Our results suggest that models' ability to autonomously replicate is currently hindered by a few key tasks. Notably, they still struggle to bypass Know Your Customer checks (Figure 3), to set up robust and persistent agent deployments from scratch, or to bypass more realistic weight exfiltration defences. Given recent progress in image generation capabilities released after our evaluation was run, we expect the performance on the KYC check evaluation to substantially improve with subsequent model releases.
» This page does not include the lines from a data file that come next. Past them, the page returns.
PR #123, opened 2016-04-27
fix crypto start

alexshavelev:
fix for {'EXIT',
                              {undef,
                                  [{crypto,start,[]},
                                   {rebar_core,run,1},
                                   {rebar,main,1},
                                   {escript,run,2},
                                   {escript,start,1},
                                   {init,start_it,1},
                                   {init,start_em,1}]}}


mrallen1:
Thanks for the suggestion. We are pretty wary of adding things like this by default to the main script - but this is a great addition for your own `~/.kerlrc`

PR #125, opened 2016-05-01
Build docs out of tarballs

mrallen1:
Instead of downloading a premade tarball of man pages and HTML docs, this branch will build those artifacts from the source code. This is sort of a companion for #122 - and it's not fully tested yet but it seems to work pretty well on tarballs that have been built out of the Ericsson OTP tags from git hub.

I still need to test the logic for branches that are built off OTP forks (like basho's for instance).


mrallen1:
Oh I got the branches wrong. I'll reopen in a second.

PR #126, opened 2016-05-01
Build and install docs from source

mrallen1:
This code completes the PR in #122 and enables building the man page and HTML artifacts out of a source repository and then installing it where it needs to go.  Still needs testing from a git clone build but works great out of the Ericsson OTP tags.

### DIFF
--- a/kerl
+++ b/kerl
@@ -59,6 +59,9 @@ fi
 if [ -n "$KERL_BUILD_PLT" ]; then
     _KBPLT="$KERL_BUILD_PLT"
 fi
+if [ -n "$KERL_BUILD_DOCS" ]; then
+    _KBD="$KERL_BUILD_DOCS"
+fi
 KERL_CONFIGURE_OPTIONS=
 KERL_CONFIGURE_APPLICATIONS=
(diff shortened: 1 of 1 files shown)


kerl
```diff
@@ -580,34 +593,31 @@ if [ -n "\$BASH" -o -n "\$ZSH_VERSION" ]; then
...
-
-        if [ -n "$KERL_INSTALL_MANPAGES" ]; then
-            echo "CAUTION: Fetching and installing newest ($rel) manpages..."
-            do_install_manpages "$rel"
-        fi
+        if [ "$KERL_BUILD_BACKEND" == "tarball" ]; then
+            if [ "$rel" != "git" ]; then
+                if [ -n "$KERL_INSTALL_MANPAGES" ]; then
+                    echo "Fetching and installing manpages..."
+                    do_install_manpages "$rel"
```
mrallen1: This function name is wrong now. And the one below it.

mrallen1:
OK, I tested it on basho/otp at tag OTP_R16B02_basho10 and everything build 100% successfully, docs and source code.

Picture 1038469152, Picture

Picture 166379546, Picture
Figure 3: Two examples of ID card images generated by models in the Pass KYC evaluation. All models still struggle with this evaluation, often attempting to create overly simple IDs using PIL to “draw” a card from scratch (bottom). Models will sometimes try to generate the ID cards entirely using image generation models and sometimes take a hybrid approach, incorporating image generation and manual PIL editing (top).

There is a clear upward trend over time in model performance on RepliBench. Given this trajectory, it's crucial that we develop more effective safeguards and early warning systems before these capabilities fully emerge. While current models don't present an immediate threat of autonomous replication, the pace of improvement suggests this situation could change rapidly.

What’s next

Several important future research directions exist in this area, such as developing end-to-end evaluations in realistic security environments. This presents significant challenges due to the complexity of real-world systems. Projects in progress at UK AISI like ControlArena, which simulates lab-like environments with realistic security measures for evaluating AI systems, are an important first step in this direction.

By introducing RepliBench, we aim to provide policymakers and AI developers with empirical data on this emerging risk, helping to inform appropriate safeguards and governance measures before these capabilities materialise. For more details, see the full paper.